In the initial period of the camp’s operation, its temporary offices, SS quarters and barracks of the camp staff were located in the city of Lublin. Camp command headquarters were located at 12 Ogrodowa street, the guards were quartered inside the building of A & J Vetter school in Bernardyńska street, and higher ranking officers in houses located in the vicinity of the camp itself.
Construction works on the barracks and command headquarters complex located within camp grounds started in July 1942 and continued until the spring of 1943. The main part of the complex occupied the area between the road to Chełm and the prisoner camp. In that period, 37 barracks were erected, which apart from living quarters also housed offices, military equipment storage, baths, barber’s shop, infirmary, eatery, casino, as well as garages and fueling station for SS vehicles.
The SS segment also extended to certain buildings located in other parts of the camp: barrack no. 38 was adapted as accommodation for female camp staff and offices of the women’s camp, while barrack no. 39 housed the offices of the prisoner camp.
A prewar brick building known as the “white cottage” was initially assigned to the camp physician, and later to the head of the prisoner section.
The camp commandant occupied a house next to the road to Chełm (present-day Droga Męczenników Majdanka street).
Between 1942 and 1943 a total of 21 barracks were erected in the workshop field with the aim of providing services for the camp itself as well as the SS garrison in Lublin:
barracks no. 43–44 – storehouses for prisoner belongings,
barrack no. 45– camp stables
barracks no. 46–47 – food storage
barracks no. 48–50 – storehouses for prisoner clothing
barracks no. 51–52 – storehouses for maintenance equipment and tools
barracks no. 53–55 – woodworking shop, wood yard
barrack no. 54 – forge and ironworks
barrack no. 55 – electrical shop
barrack no. 62 – shoemaking shop
barrack no. 63 – sewing shop
barrack no. 64 – guard canteen
The prisoner camp covered an area of 30.6 ha. It consisted of five primary prisoner fields on which a total of 108 barracks were erected, as well as two mid-fields. Field 6 also exited but construction works in that area were completed too late and ultimately it was never occupied by the prisoners. Several of the barracks were used for storage of footwear confiscated from the victims of Majdanek and “Aktion Reinhardt”.

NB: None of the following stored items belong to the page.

PR #1197, opened 2025-01-09
Export and run LLMs in C++

awni:
Comments:

- So far only tested and working with `model_type="llama"`
- Requires MLX PR https://github.com/ml-explore/mlx/pull/1722
- C++ does tokenization and streaming detokenization but no chat templates 
- C++ is same speed as Python.
- Compilation helps both C++ and Python. On M1 Max it's about 0.7 toks/sec for 4-bit LLama 3 8B. Toks/sec goes from 61.5 to 62.2.


llms/export/tokenizer.cpp
```diff
@@ -0,0 +1,189 @@
...
+  ids.push_back(bos_id_);
+
+  // Initialize merges to integer list
+  auto merge_segment = [&ids, &one_step_merge, this](const std::string& segment) {
+
+    std::vector<int> splits;
+    for (int i = 0; i < segment.size(); ++i) {
+      splits.push_back(i);
+      if (static_cast<unsigned char>(segment[i]) > 128) {
+        i++;
```
angeloskath, line 140: If my understanding is correct this skips the 2nd byte if it is a unicode character. But what if it is a unicode character with 3 or 4 bytes?

llms/export/tokenizer.cpp
```diff
@@ -0,0 +1,189 @@
...
+  auto segments = unicode_regex_split(text, pre_tokenizer_regex_);
+
+  auto one_step_merge = [this](std::string segment, std::vector<int>& splits) {
+    int merge_idx;
+    int rank = INT32_MAX;
+    for (int i = 0; i < splits.size() - 2; ++i) {
+      auto start = splits[i];
+      auto mid = splits[i + 1];
+      auto end = splits[i + 2];
+      std::string candidate = segment.substr(start, mid - start);
```
angeloskath, line 100: Absolute nitpick but if you move the candidate outside the loop and change this to 

```
candidate.clear()
candidate.insert(segment.begin() + start, segment.begin() + mid);
candidate += " ";
candidate.insert(segment.begin() + mid, segment.begin() + end);
```

then you 'll have just one heap allocation instead of `splits.size()` ones.

llms/export/tokenizer.cpp
angeloskath: If we do have the possibility for the full utf-8 range then this can be changed to

```cpp
auto c = static_cast<unsigned char>(segment[i]);
if (c > 128) {
  if ((c >> 3) == 30) {
    i += 3;
  } else if ((c >> 4) == 14) {
    i += 2;
  } else {
    i += 1;
  }
}
```

awni: I think it's correct as is. The BPE merges are specified with BPE encoded bytes.  The byte values are < 256:
- Values < 128 are ASCII and take a single char in in a std::string
- Values 128 <= x < 256 will occupy two bytes since they correspond to utf8 code points which occupy two bytes.

angeloskath: Got it so basically we don't have the full utf-8 range.

llms/export/mlxlm.cpp
```diff
@@ -0,0 +1,120 @@
...
+
+#include "mlxlm.h"
+
+namespace mx = mlx::core;
+
+#define seconds(x)                                                             \
+  (std::chrono::duration_cast<std::chrono::nanoseconds>(x).count() / 1e9)
+#define time_now() std::chrono::high_resolution_clock::now()
+
+// Maybe compile
```
angeloskath, line 15: You are already doing that :-)

llms/export/tokenizer.cpp
```diff
@@ -0,0 +1,201 @@
...
+    for (int i = 0; i < segment.size(); ++i) {
+      splits.push_back(i);
+      if (static_cast<unsigned char>(segment[i]) >= 128) {
+        i++;
+      }
+    }
+    splits.push_back(segment.size());
+
+    while (one_step_merge(segment, splits)) {
+    };
```
angeloskath, line 156: Just curious, any particular reason that you didn't write this in one line and omitted the `;`?

awni:
Moved https://github.com/ml-explore/mlx-lm/pull/12

PR #1199, opened 2025-01-10
Utilize a specific model version from HuggingFace during LoRA fine-tuning

sindhu-satish:
Some models on HuggingFace do not have safetensor files. There are unmerged PRs on HuggingFace with these files. This commit enables users to further customize and specify the commit hash of a particular model.

### DIFF
--- a/lora/lora.py
+++ b/lora/lora.py
@@ -22,6 +22,13 @@ def build_parser():
         default="mlx_model",
         help="The path to the local model directory or Hugging Face repo.",
     )
+
+    parser.add_argument(
+        "--revision",
+        default="main",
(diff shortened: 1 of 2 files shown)


awni:
The lora in mlx-examples/lora is really meant more as a simple example rather than something we are going to keep adding features to.

If you want to update this or send a new PR for the [LoRA in mlx-lm](https://github.com/ml-explore/mlx-examples/blob/main/llms/mlx_lm/lora.py) that would make more sense.

awni:
@sindhu-satish do you plan to return to this?

sindhu-satish:
@awni yep - will update the PR soon :)

Issue #1185, opened 2024-12-30
Distributed LORA training fails with METAL error


ivanfioravanti:
In the past I tried mlx_lm.lora distributed with M2 Ultra and M3 Max and everything was working well.
Today I tried again with 1 M2 Ultra and 2 M4 Max and I get following error.

Single run works on each host, I tried them 1 by 1 using: mpirun --hostfile ~/hosts.txt -n 1 /Users/ivan/.pyenv/shims/mlx_lm.lora --model mistralai/Mistral-7B-v0.3 --train --data ~/Desktop/data --max-seq-length 8192 --batch-size 1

The entire area was surrounded by two rows of live barbed wire fencing. A watch tower stood on every corner of each of the fields. Apart from barracks serving as prisoner quarters, each field housed two L shaped barracks used as kitchens and shower rooms. The roll-call square was located in the centre of the camp, surrounded by the respective prisoner fields.
Field 1 housed 20 prisoner barracks erected between the autumn of 1941 and early 1942.
Initially, the field was used for internment of Soviet POWs and in later periods of civilian prisoners. From late 1941, an infirmary operated here, which in 1942 gradually extended to the entire northern line of carracks (no. 1–10). In September 1943, in the process of camp reorganization, the men’s infirmary was relocated to field 5 and the women’s infirmary to field 1. After the evacuation of female prisoners in 1944, the field was once again occupied by men.
Middle field 1
The area separating fields 1 and 2 was occupied by the washhouse and drying room. It also housed a two-chamber, oil-fueled crematorium and a repository for victims’ bodies.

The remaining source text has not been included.